Accordingly, the Splash is growing its future stars (and fans) via a tiered system of developmental teams for players of all ages. Through the team’s soccer academy, players can hone their skills and advance from the Splash Futures to the Splash Juniors and on to the Splash Reserve team, whose members get to train with the pros … and perhaps win a spot on the roster. Splash players are the coaches — a unique arrangement that enables kids to learn the game at the feet of the women they cheer for.
“I brought the team here not so that the community could support [it], but so that the team could support the community,” notes Woody.
That philosophy seems to be paying off. At a recent match against the Jacksonville Jade, the stadium was filled with young players, their soccer moms and dads in tow. The end result was a 2-1 overtime loss for the Splash, but the game was packed with riveting soccer action — not all of it on the field.
A group of rowdy fans calling themselves the Splash’s Bathtub donned bathrobes, singing and chanting for the entire 90 minutes –as if they were in Wembley Stadium, not Memorial Stadium. After the match, Splash players gathered under a tent as throngs of young fans hovered for autographs.
Jinelle James, who at age 26 has already seen 10 years of international play for her island nation, signed everything from shirts to shoes.

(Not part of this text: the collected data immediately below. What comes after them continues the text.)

PR #352, opened 2026-04-17
Prover Optimization: FFT

davidnevadoc:
Merges into #349 

 ## Summary

  1. **Cache twiddle factors**
Precompute the four twiddle arrays (forward/inverse × base/extended) once in `EvaluationDomain::new()`.
Extract `compute_twiddles` and `best_fft_with_twiddles` as public API.

  2. **Pruned DIF FFT**
 Fq-specialized Gentleman-Sande FFT exploiting the zero-padded structure of `coeff_to_extended` (n coefficients in a 4n  buffer). Skips all-zero subtrees and simplifies `(data, 0)` butterflies to a single multiply. 

## Performance Improvements

Performance improvement of this PR is not an accurate reflection of the final impact in the prover, since `opt_4` will increase FFT parallelization. It will be reported only in the meta PR.

## Future work
 - Integrate in blst to push performance improvements further: 
   * Coarse Montgomery reduction
   * Fused bit-reversal + stage 1
   * Prefetching
   * Improve Twiddle layout (contiguous access).
   * Inline ASM (no FFI boundary)
   * Flat loop + bitmask indexing
   * Thread model (Fixed slicing instead of  `rayon::join`)

### DIFF
--- a/curves/src/bls12_381/fq.rs
+++ b/curves/src/bls12_381/fq.rs
@@ -334,6 +334,14 @@ impl MulAssign<&Fq> for Fq {
     }
 }
 
+impl Fq {
+    /// Fused Gentleman-Sande (DIF) butterfly: `d = x0 - x1; x0 += x1; x1 = d * tw`.
+    #[inline]
+    pub fn gs_butterfly(x0: &mut Fq, x1: &mut Fq, twiddle: &Fq) {
+        unsafe { blst_fr_gs_bfly(&mut x0.0, &mut x1.0, &twiddle.0) };
+    }
+}
+
 impl<T> Sum<T> for Fq
 where
     T: Borrow<Fq>,
--- a/curves/src/bls12_381/fq.rs
+++ b/curves/src/bls12_381/fq.rs
@@ -335,7 +335,8 @@ impl MulAssign<&Fq> for Fq {
 }
 
 impl Fq {
-    /// Fused Gentleman-Sande (DIF) butterfly: `d = x0 - x1; x0 += x1; x1 = d * tw`.
+    /// Fused Gentleman-Sande (DIF) butterfly: `d = x0 - x1; x0 += x1; x1 = d *
+    /// tw`.
     #[inline]
     pub fn gs_butterfly(x0: &mut Fq, x1: &mut Fq, twiddle: &Fq) {
         unsafe { blst_fr_gs_bfly(&mut x0.0, &mut x1.0, &twiddle.0) };
--- a/curves/src/bls12_381/fq.rs
+++ b/curves/src/bls12_381/fq.rs
@@ -335,8 +335,8 @@ impl MulAssign<&Fq> for Fq {
 }
 
 impl Fq {
-    /// Fused Gentleman-Sande (DIF) butterfly: `d = x0 - x1; x0 += x1; x1 = d *
-    /// tw`.
+    /// Fused Gentleman-Sande (DIF) butterfly:
+    /// `d = x0 - x1; x0 += x1; x1 = d * tw`.
     #[inline]
     pub fn gs_butterfly(x0: &mut Fq, x1: &mut Fq, twiddle: &Fq) {
         unsafe { blst_fr_gs_bfly(&mut x0.0, &mut x1.0, &twiddle.0) };
--- a/curves/src/fft.rs
+++ b/curves/src/fft.rs
@@ -1,5 +1,6 @@
 use std::any::TypeId;
 
+use curve25519_dalek::Scalar;
 use ff::Field;
 use group::{GroupOpsOwned, ScalarMulOwned};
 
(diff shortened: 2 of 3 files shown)


curves/src/fft.rs
```diff
@@ -18,55 +21,67 @@ where
...
-/// by $n$.
+/// Reverse the low `log_n` bits of `n`.
+fn bitreverse(mut n: usize, log_n: u32) -> usize {
+    let mut r = 0;
+    for _ in 0..log_n {
+        r = (r << 1) | (n & 1);
+        n >>= 1;
+    }
+    r
+}
```
miguel-ambrona:
```suggestion
fn bitreverse(n: usize, log_n: u32) -> usize {
    n.reverse_bits() >> (usize::BITS - log_n)
}
```

If you are not applying this suggestion, at least document that your current implementation mutates `n`.

curves/src/fft.rs
```diff
@@ -18,55 +21,67 @@ where
...
+/// `2^log_n`.
+pub fn compute_twiddles<Scalar: Field>(omega: &Scalar, log_n: u32) -> Vec<Scalar> {
+    let half_n = 1usize << (log_n - 1);
+    (0..half_n)
+        .scan(Scalar::ONE, |w, _| {
+            let tw = *w;
+            *w *= omega;
+            Some(tw)
+        })
+        .collect()
```
miguel-ambrona: Would avoid the functional style improve performance?

```suggestion
    let mut twiddles = Vec::with_capacity(half_n);

    let mut w = Scalar::ONE;
    for _ in 0..half_n {
        twiddles.push(w);
        w *= omega;
    }

    twiddles
```

curves/src/fft.rs
```diff
@@ -18,55 +21,67 @@ where
...
 pub fn best_fft<Scalar: Field, G: FftGroup<Scalar>>(a: &mut [G], omega: Scalar, log_n: u32) {
-    fn bitreverse(mut n: usize, l: usize) -> usize {
-        let mut r = 0;
-        for _ in 0..l {
-            r = (r << 1) | (n & 1);
-            n >>= 1;
-        }
-        r
-    }
+    let twiddles = compute_twiddles(&omega, log_n);
```
miguel-ambrona, line 51: Can we reuse the twiddles among different FFTs? Is that what we are doing with `best_fft_with_twiddles`?

proofs/src/poly/domain.rs
```diff
@@ -5,11 +5,28 @@ use std::marker::PhantomData;
...
+///
+/// Twiddle factors are the powers of the root of unity used in the
+/// butterfly operations of the Cooley-Tukey FFT:
+///   `[1, ω, ω², ..., ω^(n/2 - 1)]`
+/// where ω is the n-th root of unity in the field.
+///
+/// Four sets are stored: forward and inverse for both the base domain (size
+/// 2^k) and the extended domain (size 2^extended_k).
+#[derive(Clone, Debug)]
+struct CachedTwiddles<F: Field> {
```
miguel-ambrona, line 23: Nice

proofs/src/poly/domain.rs
```diff
@@ -328,7 +362,7 @@ impl<F: WithSmallOrderMulGroup<3>> EvaluationDomain<F> {
         // domain.
         parallelize(&mut a.values, |h, mut index| {
             for h in h {
-                *h *= &self.t_evaluations[index % self.t_evaluations.len()];
+                *h *= &self.t_evaluations[index & (self.t_evaluations.len() - 1)];
```
miguel-ambrona: Hum, can you document this trick?

I understand you are assuming that `t_evaluations.len()` is a power of 2? If so, can we (debug) assert it?

curves/src/fft.rs
```diff
@@ -18,55 +21,67 @@ where
...
+    for _ in 0..log_n {
+        r = (r << 1) | (n & 1);
+        n >>= 1;
+    }
+    r
+}
+
+/// Precompute twiddle factors `[1, ω, ω², …, ω^(n/2 - 1)]` for an FFT of size
+/// `2^log_n`.
+pub fn compute_twiddles<Scalar: Field>(omega: &Scalar, log_n: u32) -> Vec<Scalar> {
```
miguel-ambrona, line 32:
```suggestion
/// Precompute twiddle factors `[1, ω, ω², …, ω^(n/2 - 1)]` for an FFT of size
/// `n = 2^log_n`.
pub fn compute_twiddles<Scalar: Field>(omega: &Scalar, log_n: u32) -> Vec<Scalar> {
```

We should also document that passing `log_n = 0` will result in a panic.

curves/src/fft.rs
```diff
@@ -86,11 +101,109 @@ pub fn best_fft<Scalar: Field, G: FftGroup<Scalar>>(a: &mut [G], omega: Scalar,
...
+        for i in 0..h {
+            gs(a, i, i + h, &tw[i * tc]);
+        }
+    }
+
+    // After the split, each half holds exactly `min(nz, h)` potentially
+    // non-zero entries, placed at the front.
+    let child_nz = nz.min(h);
+    let (left, right) = a.split_at_mut(h);
+    rayon::join(
```
miguel-ambrona, line 183: This `rayon::join` is called even on small subproblems, shall we have a size threshold?

curves/src/fft.rs
```diff
@@ -86,11 +101,109 @@ pub fn best_fft<Scalar: Field, G: FftGroup<Scalar>>(a: &mut [G], omega: Scalar,
...
+/// Uses pruned DIF (Gentleman-Sande) when `G` is the BLS12-381 scalar field
+/// [`Fq`]; falls back to standard DIT for other fields. The TypeId check is
+/// monomorphized to a constant — zero runtime cost.
+pub fn fft_coeff_to_extended<Scalar: Field, G: FftGroup<Scalar>>(
+    a: &mut [G],
+    twiddles: &[Scalar],
+    log_n: u32,
+    n_real: usize,
+) {
+    if TypeId::of::<G>() == TypeId::of::<Fq>() {
```
miguel-ambrona: Shall we add a type check on `Scalar` too?

miguel-ambrona (approved):

proofs/src/poly/domain.rs
davidnevadoc: Shouldn't be here... will remove it

curves/src/fft.rs
davidnevadoc: This is a tremendo melón that we don´t want to open now. 
Will address it as part of the future work when we fine tune the FFT at a lower level.

curves/src/fft.rs
davidnevadoc: Nice! done

curves/src/bls12_381/fq.rs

What was fascinating, though, was the way she and her teammates interacted with the kids. As one youngster approached her, James called out in a melodic Caribbean accent: “Where have you been? I haven’t seen you in ages.” It seemed as if everyone was on a first-name basis; the traditional barrier between players and fans was replaced by a familiarity that usually exists only between players and coaches.
“They put themselves in a role-model position,” avows Woody. “The kids know all of the players on a personal level. It’s something you don’t see very often in professional sports.”
As the sun slowly set and fans headed for the gate, a lone figure sat in a folding chair signing her name to anything and everything. And as the last autograph seeker filed out, Stacey Enos lifted her head, giving me a quizzical look: I was a little old, but I did have a pen and a notebook, and she seemed ready to oblige should I request her John Hancock. Instead, I asked her about the past — about being part of the vanguard of her sport. She smiled a weary smile and spoke about how far the game has come during her career. “We just had over 1,000 fans come watch women’s soccer — in Asheville! It’s unbelievable,” she exclaimed. “It’s so important to see these kids. They are the future of the game.”
Later, as I walked to my car, I was struck by the fact that I’d just interviewed a modern-day Babe Ruth or Walter Camp — a true sports pioneer — and all she could talk about was the kids and the stars of tomorrow.
Maybe the sportswriters are right; maybe soccer will never enjoy the celebrity of football or basketball in America. Players like Enos, it seems, are too busy teaching the game to the next generation — too busy focusing on what is right and good about sports.